Guest Editorial

Special Issue: Cardiovascular Device Development and Safety Assessment Using Computational Modeling and Experimental Approaches OPEN ACCESS

[+] Author and Article Information
Marc Horner

ANSYS, Inc.,
Evanston, IL 60201-5912
e-mail: marc.horner@ansys.com

J. Med. Devices 11(2), 020301 (May 03, 2017) (1 page) Paper No: MED-17-1206; doi: 10.1115/1.4036591 History: Received April 21, 2017; Revised April 23, 2017

Cardiovascular devices interact with a complex physiologic environment that can severely challenge device performance and longevity. These challenges include biocompatibility issues such as hemolysis and thrombosis, changing contact conditions during each heartbeat, high-cycle fatigue-to-fracture, the need to accommodate the highly variable geometric, material, and hemodynamic environment encountered in the target population, and many other design and performance concerns. Simultaneously, cardiovascular devices are expected to deliver improved therapeutic benefits with each new product release. Thus, the cardiovascular device industry increasingly relies on computer modeling as a controlled and repeatable methodology for assessing device design-related factors. This allows reduction in number of in vitro, ex vivo, and in vivo experiments, leading to decreased expense. Clinicians are also adopting computer modeling as a pre-interventional planning tool that can confirm (or reject) a diagnosis, assist with surgical planning, and optimize treatment outcomes. And regulatory bodies are looking to computational modeling and improved in vitro testing to help ensure the safety and efficacy of approved devices.

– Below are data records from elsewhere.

PR #3104, opened 2020-05-11
chore: add design system provider components to fast-website

radium-v:
# Description

Adds the `fast-design-system-provider` and `website-design-system-provider` components. To accommodate this, I also added `mini-css-extract-plugin` to the webpack build and moved the stylesheet to `src/app/css/style.css` for future (related) improvements.

## Motivation & context
We want DS properties to propagate when controls values change. Having two allows us to keep the styles of the page and the styles of the `fast-frame` component separated.

## Issue type checklist

## Process & policy checklist


sites/fast-website/src/app/components/section-header/section-header.styles.ts
```diff
@@ -9,4 +13,14 @@ export const SectionHeaderStyles = css`
...
-`;
+
+    :host ::slotted(.section-badge) {
+        color: var(--accent-color);
+    }
+`.withBehaviors(
+    cssCustomPropertyBehaviorFactory(
+        "accent-color",
+        d => d.accentBaseColor,
+        DesignSystemProvider.findProvider
```
nicholasrice, line 24: This should be a reference to the `WebsiteDesignSystemProvider` since that is the custom element constructor you're expecting to resolve this recipe.

sites/fast-website/src/app/css/style.css
```diff
@@ -1,68 +1,79 @@
...
-}
-
-.section-heading {
-  font-size: 46px;
-  line-height: 56px;
-  margin: 0;
-}
\ No newline at end of file
+:root {
+  /* FIXME: Is there a better way to set default props to prevent FOUC? */
```
nicholasrice, line 2: Try making the above provider reference change and see if this still repros.

sites/fast-website/src/app/components/section-header/section-header.styles.ts
nicholasrice: actually - I *think* this should just use the `accentForegroundRestBehavior` from `@microsoft/fast-components`

sites/fast-website/src/public/index.html
```diff
@@ -3,11 +3,14 @@
   <head>
     <meta charset="utf-8"/>
     <meta name="viewport" content="width=device-width, initial-scale=1.0">
-    <link rel="stylesheet" href="style.css">
     <title><%= htmlWebpackPlugin.options.title %></title>
   </head>
   <body>
-    <fast-design-system-provider use-defaults>
+    <fast-design-system-provider
```
nicholasrice, line 9: should this be the `website-design-system-provider`?

sites/fast-website/src/public/index.html
```diff
@@ -3,11 +3,14 @@
...
+      use-defaults
+      background-color="#242424"
+      accent-base-color="#F33378"
```
nicholasrice, line 12: You'll probably also want to change the accentPalette property here also - that's a bit tricky because none of this is in JavaScript. You'll likely to need find this element imperatively and set the palette property or set this up as a custom element that sets that property. You can reference`fast-dna/packages/react/fast-components-styles-msft/generate-palettes.js` for how to do that.

This might be fine for now but just FYI.

sites/fast-website/src/public/index.html
radium-v: I wasn't sure if we should use separate buckets or buckets of the same type. Does it make any real difference when they're nested?

nicholasrice: I guess it depends on the requirements - what requirement is driving toward using two different provider types?

sites/fast-website/src/app/css/style.css
radium-v: After making the change above, I'm still getting the same white flash without setting at least this var.

nicholasrice: hmm. Could be due to script loading after the DOM is parsed - I can look into this one

sites/fast-website/src/app/components/section-header/section-header.styles.ts
```diff
@@ -9,4 +9,8 @@ export const SectionHeaderStyles = css`
         box-sizing: border-box;
         text-align: center;
     }
+
+    :host ::slotted(.section-badge) {
```
chrisdholt, line 13: Is the space between :host and ::slotted causing an issue here?

sites/fast-website/src/public/index.html
```diff
@@ -3,11 +3,14 @@
   <head>
     <meta charset="utf-8"/>
     <meta name="viewport" content="width=device-width, initial-scale=1.0">
-    <link rel="stylesheet" href="style.css">
     <title><%= htmlWebpackPlugin.options.title %></title>
   </head>
   <body>
-    <fast-design-system-provider use-defaults>
+    <website-design-system-provider id="body-provider" class="body-provider"
```
janechu, line 9: Just a note that if this is temporary because we are missing something from the `fast-design-system-provider` can you add a comment in here with "TODO" so we can scrape it later and clean it up.

sites/fast-website/src/app/components/design-system-provider/website-design-system-provider.ts
```diff
@@ -0,0 +1,23 @@
...
+export class WebsiteDesignSystemProvider extends FASTDesignSystemProvider {
+    @observable
+    @designSystemProperty({
+        cssCustomProperty: false,
+        default: createColorPalette(parseColor("#F33378") as ColorRGBA64),
+    })
+    public accentPalette: string[];
+
+    accentBaseColorChanged(): void {
+        const parsedColor = parseColor(this.accentBaseColor);
```
nicholasrice, line 20: Can you make this handle the null case more gracefully? If the color can't be parsed then maybe it is reset back to the previous color?

Then you can diff the previous and next values, and only create the accent palette when the two are different and current is a valid color

sites/fast-website/src/app/index.ts
```diff
@@ -1,2 +1,4 @@
+import "./css/style.css";
```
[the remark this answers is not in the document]
radium-v: The `mini-css-extract-plugin` handles this correctly in Webpack. There should be a `dist/main.css` file getting generated.

sites/fast-website/src/app/components/design-system-provider/website-design-system-provider.ts
radium-v: Which null cases do you mean? When the attribute is present but it's empty, when the attribute isn't present, or when the attribute is set to an invalid color value?

janechu:
Not necessarily in this PR, but our convention is to use `dist` for a distributed npm package and `www` for site files, so at some point this needs to be changed.

sites/fast-website/src/app/components/fast-frame/fast-frame.template.ts
```diff
@@ -129,20 +158,40 @@ export const FastFrameTemplate = html<FastFrame>`
...
                         <fast-button appearance="accent">
-                            Button                            
-                            <svg class="icon-cut" slot="end" width="11" height="15" viewBox="0 0 11 15" fill="none" xmlns="http://www.w3.org/2000/svg">
-                                <path d="M10.4309 13.8721C10.7451 13.872 11 14.1238 11 14.4345C11 14.7452 10.7454 14.9971 10.4312 14.9972L0.56913 15C0.254899 15.0001 0 14.7483 0 14.4376C0 14.127 0.25457 13.875 0.568801 13.8749L10.4309 13.8721ZM5.42279 0.0051353L5.5 0C5.78804 0 6.0261 0.211628 6.06377 0.486201L6.06897 0.562533L6.06821 10.8269L8.89165 8.03648C9.09367 7.83679 9.40976 7.81866 9.63248 7.98209L9.69629 8.03656C9.89827 8.23629 9.9166 8.54881 9.7513 8.76901L9.69621 8.8321L5.90489 12.5798C5.70299 12.7794 5.38711 12.7976 5.16438 12.6344L5.10057 12.58L1.30485 8.83233C1.08251 8.6128 1.08226 8.25662 1.3043 8.03679C1.50616 7.83694 1.82224 7.81857 2.04509 7.98182L2.10894 8.03625L4.93028 10.8216L4.93103 0.562533C4.93103 0.277745 5.14508 0.0423843 5.42279 0.0051353L5.5 0L5.42279 0.0051353Z"/>
+                            Button
+                            <svg
```
eljefe223, line 162: Interesting this formatting is happening in your review. Prettier should have handled this for us.

radium-v: This is how it came in from the base branch for me.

It is therefore a great pleasure to introduce this special issue of the Journal of Medical Devices, which presents some of the latest advancements in the use of computational and experimental methods to support the in vitro and in vivo evaluation of cardiovascular device performance. The contributions naturally reflect a heavy concentration on implanted devices, which present the greatest challenges to industry today. The tools used in these studies range from computational (e.g., fluid dynamics and finite element) to clinical (e.g., medical imaging, segmentation, and statistical shape analysis) to experimental. An overview of the use of computational modeling tools throughout the lifecycle of a peripheral vascular device, including the regulatory review process, is also provided.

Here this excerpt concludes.